On the other hand, cardiobacter (226), coralbert (143), lachnospira (113), trichoderma harzianum (67), and paraella (54) selected by the LEfSe method were significantly enriched in GDM case group (LDA score > 2.0). Relative abundance of bacteria in rank-sum test (fig. 2) selected proteobacteria and veillonellaceae were significantly enriched in GDM case group (P < 0.05). The LEfSe method screened the increased bacterial classification in the 5 case group, together with the results of the relative abundance rank-sum test of bacteria (increased bacteria in GDM class 2) in fig. 2, for a total of 7 significantly enriched bacterial classifications in the GDM case group.

TABLE 1.274 bacterial genus corresponding numbers

To investigate the potential semen quality-related biomarkers and verify the accuracy of the model, this study established a random forest model based on taxonomic groups (by q 2-sample-classifier). The samples were mixed in 4: the proportion of 1 is randomly divided into a training set and a testing set, and the random grid is used for searching automatic adjustment parameters, so that the model can be ensured not to over-fit data. The feature selection optimizes the model by using a recursive feature elimination method. The model was cross-validated ten times to verify the accuracy of the model. A receiver operating characteristic curve (ROC) is constructed to represent the accuracy of the model. The area enclosed by the ROC curve and the coordinate axis is the area under the curve (AUC), the AUC value range is between 0 and 1.0, generally >0.7 is taken as the model effect, the closer to 1, the higher the authenticity of the model is, and when the value is near 0.5, the model effect is poor and the authenticity is low. According to the modeling calculation of the random forest model based on the intestinal flora, the model has higher accuracy in distinguishing the GDM intestinal flora from the non-GDM intestinal flora (AUC-statistics is 0.77) (figure 5).

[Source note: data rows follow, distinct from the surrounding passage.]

PR #1379, opened 2016-11-07
allow starting variables with an underscore

arthurdarcet:
This allows the named resources identifiers to start with an underscore

Mongo ids are useful as a named resource in a route, but they are usually named `_id` and are excluded by the current regex

If this isn't an acceptable change, then the documentation should imo be updated to specify what is an acceptable route identifier (`[a-zA-Z][_a-zA-Z0-9]*` currently)

### DIFF
--- a/aiohttp/web_urldispatcher.py
+++ b/aiohttp/web_urldispatcher.py
@@ -694,12 +694,12 @@ class RoutesView(Sized, Iterable, Container):
 
 class UrlDispatcher(AbstractRouter, collections.abc.Mapping):
 
-    DYN = re.compile(r'\{(?P<var>[a-zA-Z][_a-zA-Z0-9]*)\}')
+    DYN = re.compile(r'\{(?P<var>[_a-zA-Z][_a-zA-Z0-9]*)\}')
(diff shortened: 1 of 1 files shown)


asvetlov:
The change is good to me.
The idea is: route variable names should accept everything that is good for python variables themselves.
Thus I'm ok even with adding non-ascii names on first demand :)

asvetlov:
Thanks

arthurdarcet:
Thanks, and good to know for the non-ascii names. I'll have a go a that too if I ever need it

For reference, if anyone stumble here, python identifiers are:

```
identifier   ::=  xid_start xid_continue*
id_start     ::=  <all characters in general categories Lu, Ll, Lt, Lm, Lo, Nl, the underscore, and characters with the Other_ID_Start property>
id_continue  ::=  <all characters in id_start, plus characters in the categories Mn, Mc, Nd, Pc and others with the Other_ID_Continue property>
xid_start    ::=  <all characters in id_start whose NFKC normalization is in "id_start xid_continue*">
xid_continue ::=  <all characters in id_continue whose NFKC normalization is in "id_continue*">
```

Because the component data has definite and constrained characteristics and does not meet the characteristics of multivariate normal distribution, the traditional statistical method fails. In order to remove the influence of the total intestinal bacteria load on the result, differential flora is searched from component data (relative abundance), an analysis method of DR (differential rank) is adopted, the component data is subjected to asymmetric log-ratio transformation (alr), the redundant dimensionality of the original component data is eliminated, the data is normalized, multiple regression modeling is carried out on interested groups, and the change of bacteria is judged according to a correlation coefficient. To further eliminate the shift in the component data and to better explain the results, we compared the model coefficient rankings of different bacteria to determine differential flora. DR analysis was done using the plugin songbird of QIIME2, and the model was evaluated according to logarithmic nature and cross-validation scores.

η_i＝alr^-1(X_iβ)

Y_i～Multinomial(η_i)，

The model construction comprises the following steps:

(1) performing alr conversion on each sample sequencing reading to obtain an alr vector

(2) Add a priori value centered at zero to alr vector for each sample (row)

(3) Each individual: inverse alr conversion after alr vector and covariate vector

(4) Fitting polynomial model to obtain coefficient (beta) of each component (bacteria)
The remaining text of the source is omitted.